How does Intermittent Fasting Work?

As a citizen of the modern world, you’re probably aware that we humans like to eat. In fact, we like it so much that we frequently consume more food than necessary. That causes insulin levels to spike, and the body to store excess calories as either fat or sugar. When we continue to eat without burning through the stored calories, the sugar and fat pile up inside the body. The outcome can be something as simple as weight gain or something as complex as Type 2 diabetes. Neither result is desirable, to say the least.

By fasting, you reverse the process in a manner of speaking. That is, you’re causing insulin levels to fall on an empty stomach, prompting the body to start burning through stored energy. This is the essence of the practice—it clears out the stored energy that would be otherwise converted into sugar and/or fat. Balance is the operative word here.

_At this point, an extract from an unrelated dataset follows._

PR #211, opened 2026-08-09
fix(sleep): align dream contrast with gate metric

bogdanbaciu21:
Fixes a mismatch in SkillOpt’s dreaming path: contrastive reflection always ranked rollouts by hard score, even when validation used soft or mixed scoring. Tied hard outcomes with different partial-credit quality therefore produced no contrast and no dream learning.

This change uses the configured gate metric for contrast selection, preserves hard scoring as the default, and adds regression tests for hard, soft, mixed, and configuration propagation.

Can you Intermittent Fast for Weight Loss?

It doesn’t take the word of a health expert to know that eating less food—or no food at all—will cause you to lose weight. In other words, intermittent fasting for weight loss is a worthy pursuit, indeed. And while some men might wonder if the practice will negatively impact metabolism, that doesn’t seem to be the case.

What are the Negatives of Intermittent Fasting?

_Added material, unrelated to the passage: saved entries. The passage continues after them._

PR #189, opened 2026-07-28
feat(sleep): adopt a reviewed subset of staged skills with rollback

bogdanbaciu21:
## Summary

Final review-sized slice of #120: adopt an explicitly reviewed **subset** of a
multi-skill night's staged proposals, with receipts and all-or-nothing rollback.

In `skillopt_sleep/staging.py`:

- `staged_skills(staging_dir)` reads the per-skill manifest rows;
- `adopt_skills(staging_dir, skill_names=None)` adopts the selection —
  `None` = every staged skill, `[]` = nothing. Unknown or repeated names, unsafe
  manifest rows, and missing proposal files raise `StagingError` *before* any
  write; skills outside the selection are never touched;
- each live file is backed up under `backup/skills/<skill>/` and written
  atomically, and if any write fails the whole selection is restored (files that
  did not exist before are removed), so no partial adoption survives;
- `AdoptedSkill` receipts carry `skill_name`, `live_skill_path`, `sha256_before`
  (empty when there was no live file), `sha256_after`, and `backup_path`, and are
  also written to `adopted_skills.json` beside the report.

`adopt()` and the legacy single-proposal path are unchanged: a night that stages
no per-skill proposals has no `"skills"` rows and `adopt_skills()` returns `[]`.
Adoption still never happens implicitly. `docs/sleep/multi-skill-staging.md`
documents the layout, the subset adoption API, and what consumers of
`manifest.json` / `report.json` need to know to migrate; it is linked from
`docs/sleep/README.md`.

> Stacked on #188 (`skoc-007-stage-per-skill-proposals`), which adds the staging
> fan-out this adopts from.

## Tests

- `python -m pytest -q tests/test_sleep_adopt_skill_subset.py` → 14 passed
- `python -m pytest -q` → 584 passed, 7 skipped (base `main` at `8304e6c`:
  556 passed, 7 skipped)
- `python -m ruff check skillopt_sleep/staging.py tests/test_sleep_adopt_skill_subset.py`
  → All checks passed

Covered by an end-to-end two-skill staged-night fixture: reading manifest rows,
legacy nights adopting nothing, one skill adopted while the other is untouched,
before/after hashes and backup contents, persisted receipts, empty and full
selections, a first-time live file reporting an empty before-hash, refusal of
unknown/repeated selections, missing proposals and unsafe rows, rollback of the
whole selection after a failed write (including removing newly created files), and
no adoption without an explicit call.

Refs #120

PR #212, opened 2026-08-10
feat(sleep): adopt reviewed skill subsets safely

bogdanbaciu21:
## Summary

Adds an end-to-end, review-gated multi-skill Sleep workflow. Each hinted skill is consolidated from its own pinned live baseline, staged independently, and promoted only through an explicit managed or per-skill selection.

## Workflow

- Enable canonical `multi_skill_fanout` (`multi_skill_report` remains an alias).
- Resolve each hint through native project roots or repeatable `--skill-root`.
- Read and pin that skill's live bytes and canonical target before consolidation.
- Stage only independently accepted group proposals with per-group evidence.
- Inspect pending/adopted/managed state with `status`.
- Promote with repeatable `--skill NAME`, pending-only `--all-skills`, or `--legacy` for a co-staged managed proposal.
- Bare adopt refuses ambiguous fan-out nights; auto-adopt never promotes fan-out.

## Integrity contract

- Versioned, fail-closed manifest with proposal, live-byte, and canonical-path pins.
- Whole-manifest uniqueness, hard-link, symlink/junction, mode, identity, and drift validation under a staging lock and shared per-target locks.
- Immutable no-replace backups and append-only exact-schema receipts.
- WAL-backed managed and fan-out transactions with caught-failure rollback and restart recovery that preserves later external edits.
- Atomic staging reservation and durable `.latest` publication.
- Safe old-runtime compatibility: PyPI 0.2.0 treats new manifests as a no-op; new runtimes refuse old unpinned nights and require restaging.

## Interfaces and safety

- One-document JSON for run/status/adopt/handoff success and failure.
- Runtime-validated Copilot and Devin MCP arguments with preserved engine status.
- No post-adoption adapter copies outside the core transaction.
- Secret/control/ANSI/bidi neutralization in human and Markdown output.
- Shell-safe POSIX/PowerShell scheduler generation and bounded schedule times.

## Validation

- Full suite: 1,220 passed, 12 skipped, 265 subtests passed.
- Focused core: 315 passed, 3 skipped, 6 subtests passed.
- Plugin/MCP: 73 passed, 127 subtests passed.
- Ruff, compileall, `git diff --check`, and MkDocs strict build: clean.

## Portability boundary

Cooperative SkillOpt adopters serialize through shared locks and revalidate immediately around publication. Portable Python does not provide a filesystem compare-and-swap against an unrelated editor that ignores those locks. POSIX directory entries are fsynced; Windows file contents are flushed, but Python's standard library does not expose an equivalent portable directory fsync.

Supersedes #189. Thanks Yif-Yang for the detailed review and acceptance criteria.

### DIFF
--- a/CHANGELOG.md
+++ b/CHANGELOG.md
@@ -7,6 +7,17 @@ All notable changes to SkillOpt are documented here. This project adheres to
 ## [Unreleased]
 
 ### Added
+- **SkillOpt-Sleep multi-skill fan-out and reviewed subset adoption**: each
+  hinted skill is consolidated from its own pinned live baseline, staged as an
+  independent proposal with per-skill gate evidence, and promoted only through
+  an explicit `--skill`, `--all-skills`, or managed `--legacy` choice. Adoption
+  uses a versioned fail-closed manifest, provenance hashes, canonical target
+  pins, immutable backups/receipts, cross-night locking, durable publication,
+  and restart-recoverable transactions. Fan-out discovers native project skill
+  roots, supports repeatable `--skill-root` overrides, and is enabled by
+  `multi_skill_fanout` (`multi_skill_report` remains an alias). MCP adapters
+  enforce typed arguments and preserve engine failures without copying outside
+  the transaction (thanks @bogdanbaciu21, #212).
 - **OpenCode transcript source** (`--source opencode`) for SkillOpt-Sleep. It
   reads visible user/assistant text and tool names from OpenCode's local SQLite
   history without requiring its CLI, login, or a provider connection.
@@ -110,8 +121,8 @@ All notable changes to SkillOpt are documented here. This project adheres to
 Thank you to the contributors behind this unreleased work:
 @AKhozya, @Alphaxalchemy, @Phoenix0531-sudo, @SparshGarg999,
 @Tanmay9223, @chirag127, @codeL1985, @dimitarvdenev,
-@ichoosetoaccept, @jcforever1, @nankingjing, @wilyan09007, @xs229, and
-@zixuanguo786-ctrl.
+@bogdanbaciu21, @ichoosetoaccept, @jcforever1, @nankingjing, @wilyan09007,
+@xs229, and @zixuanguo786-ctrl.
 
 ## [0.2.0] — 2026-07-02
 
--- a/docs/guide/installation.md
+++ b/docs/guide/installation.md
@@ -28,8 +28,9 @@ checkout for those files.
     The generic research `openai_compatible` backend, SkillOpt-Sleep handoff,
     Sleep support for non-Azure OpenAI-compatible endpoints, the Sleep
     `--preferences` flag, Cursor source/backend/plugin support, and Pi
-    source/backend support landed after that release and require a source
-    install from `main` until the next release.
+    source/backend support, multi-skill fan-out, and reviewed subset adoption
+    landed after that release and require a source install from `main` until
+    the next release.
 
 ### Source checkout
 
--- a/docs/reference/cli.md
+++ b/docs/reference/cli.md
@@ -146,6 +146,11 @@ Actions are `run`, `dry-run`, `status`, `adopt`, `harvest`, `schedule`, and
 | `--progress` / `--json` | Progress or machine-readable output |
 | `--auto-adopt` | Apply an accepted staged proposal automatically |
 
+`adopt` also accepts `--skill NAME` (repeatable) and `--all-skills` for a night
+that staged per-skill proposals. Bare `adopt` on that night lists the names and
+exits instead of promoting every skill. See
+[multi-skill staging](../sleep/multi-skill-staging.md).
+
 The `mock` and `handoff` backends make no network calls. A real backend sends
 mining, replay, judging, and reflection prompts derived from harvested
 transcripts and tasks to its selected provider. Review that provider's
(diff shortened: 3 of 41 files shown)


Yif-Yang:
Thanks for working on a safer reviewed-skill adoption flow. The staging/adoption primitives are a useful foundation, but the user-facing workflow is not connected end to end yet.

Before merging, could you please:

- Connect `run_sleep_cycle → SkillProposal → write_staging`, then provide a CLI flow that lists staged skills and lets the user adopt a selected subset.
- Add a cycle-level integration test where more than one skill is proposed, all proposals are staged, and only the selected subset is promoted.
- Update the documentation so it clearly distinguishes the low-level adoption API added here from an end-to-end multi-skill nightly workflow; the latter is not yet available in the current implementation.
- Revalidate manifest uniqueness and live-target nonexistence at adoption time, rather than relying only on staging-time checks.
- Preserve transactionality if updating `adopted_skills.json` fails: any live skill files written by that adoption should be rolled back as well.

Once the workflow and these safety edges are covered, we would be happy to re-review it.

bogdanbaciu21:
Absolutely. On it.

bogdanbaciu21:
Yifan – five items from your review are in this push.

Cycle now stages accepted skills that resolve uniquely. `skillopt-sleep status` lists them. `adopt --skill NAME` (repeatable) or `--all-skills` promotes the reviewed subset. Bare `adopt` on a multi-skill night lists the names and exits instead of promoting everything. Unresolved, empty, or colliding names skip the night instead of aborting it.

There is a cycle-level test that stages two live skills and adopts one. Only that live file changes.

Docs now split the low-level adopt API (this PR) from a full multi-skill nightly workflow. The latter is still not this PR: groups still consolidate from the managed document.

Adopt re-checks uniqueness against every staged row, not just the selection. If the receipt write fails, the live files from that adoption and the previous `adopted_skills.json` roll back.

I also tightened adopt itself: staged files are sha256-pinned, live writes refuse symlink targets and symlink parents and will not create parent directories, and empty bodies are refused.

Proof on `f393a7a`: full pytest 982 passed, 7 skipped. Ready for re-review.

Yif-Yang:
Thanks for addressing the five earlier review items. I re-reviewed the latest head (`0fa78cd`). The staging, selective-adoption, hash-pinning, and rollback protections now look strong, but there is one remaining correctness blocker in the cycle integration.

Every hinted `SkillGroup` is still constructed from the same managed `skill`, and each resulting `new_skill` is then staged against a different resolved live skill path. With two live skills that have distinct contents, both staged proposals are therefore derived from the managed scaffold rather than from their corresponding live `SKILL.md`. Adopting one can overwrite a named skill with content that never included its original contents.

Before merge, could you please either:

- resolve and read the corresponding live skill before consolidating each group, so every proposal is derived from its own live baseline; or
- keep this PR limited to the low-level staging/adoption API and disable the cycle-level fan-out until that semantic is supported.

Please add a cycle-level regression test with two live skills containing unique markers. Each staged proposal should preserve/derive from its matching marker and must not use the other skill or the managed scaffold as its baseline.

Two smaller items are also worth fixing in the same update: render `report.md` after cycle skip notes are finalized so it matches `report.json`, and safely quote or avoid the generated copy/paste `--skill NAME` commands because accepted names can contain spaces or shell metacharacters.

Once the baseline semantics are corrected, we will be happy to re-review it.

bogdanbaciu21:
Absolutely. On it.

bogdanbaciu21:
Yifan — thank you for the precise re-review. The remaining baseline blocker and the two smaller items are fixed in this update.

Each hinted group now resolves and reads its corresponding live `SKILL.md` before consolidation. The raw-byte baseline hash and canonical target identity are carried through staging, and publication is refused if either changes. Cycle regressions use two live skills with unique markers and prove that each proposal derives only from its matching baseline; adopting one subset leaves the other live skill untouched.

`report.md` is now rendered after skip notes are finalized, so it stays aligned with `report.json`. Generated guidance no longer interpolates skill names into shell commands: names are displayed as data and commands use a placeholder; Copilot and Devin forward selections as argument-vector elements.

I also completed the safety contract around the end-to-end path: manifest v2 pins, live-baseline drift checks, cross-night target locks, immutable backups and append-only receipts, WAL-backed rollback/restart recovery, pending-only subset adoption, hardened managed adoption, and explicit mixed-night modes. The documentation includes migration and honest POSIX/Windows durability boundaries.

Validation on `a233a081`:

- full suite: 1,220 passed, 12 skipped, 265 subtests passed;
- focused core convergence: 315 passed, 3 skipped, 6 subtests passed;
- focused plugin/MCP: 73 passed, 127 subtests passed;
- final adoption/scheduler security slice: 106 passed, 6 subtests passed;
- changed-file Ruff, compileall, `git diff --check`, and MkDocs strict build: clean.

Ready for re-review.

Yif-Yang:
Merged as `faf4700` — thanks @bogdanbaciu21. I resolved the CHANGELOG conflict by keeping both entries (your fan-out entry and the `section_contains` entry from main), and verified the merged result against current main: **1344 passed, 10 skipped, 269 subtests** — no interaction with #232/#227/#240.

One follow-up in #241: `_safe_live_path` proves a live target is absolute/traversal-free/`*.md` but not that it is *contained*, so a self-consistently tampered `live_skill_path` could redirect the adopt write onto an arbitrary existing-directory target. `_path_is_within` was already in `staging.py`, just never applied to live write targets. #241 records the resolved roots in the manifest at stage time and re-checks them at adopt time, after the existing `realpath(live) == live` check. Review welcome if you have time.

The symlink/hardlink/TOCTOU/WAL hardening around it is excellent — that's why the gap was easy to miss.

Putting the whole metabolism thing aside (since that’s a subject best left to scientists), there are other concerns one might have in regards to intermittent fasting for weight loss. For instance, men might wonder if they’ll experience low energy, find themselves unable to concentrate, get sick, or simply collapse due to lack of calories. And during the first few days, those concerns will seem justified.

The truth is that there will be an adjustment period when transitioning to an intermittent fasting diet. That’s because the body gets used to specific patterns and habits. Thus, if you’re eating (or overeating) every day then your body is used to consuming certain amounts of food at certain times. And when you abruptly change that pattern, you might experience bouts of extreme hunger, energy loss, mood swings, headaches, or nausea.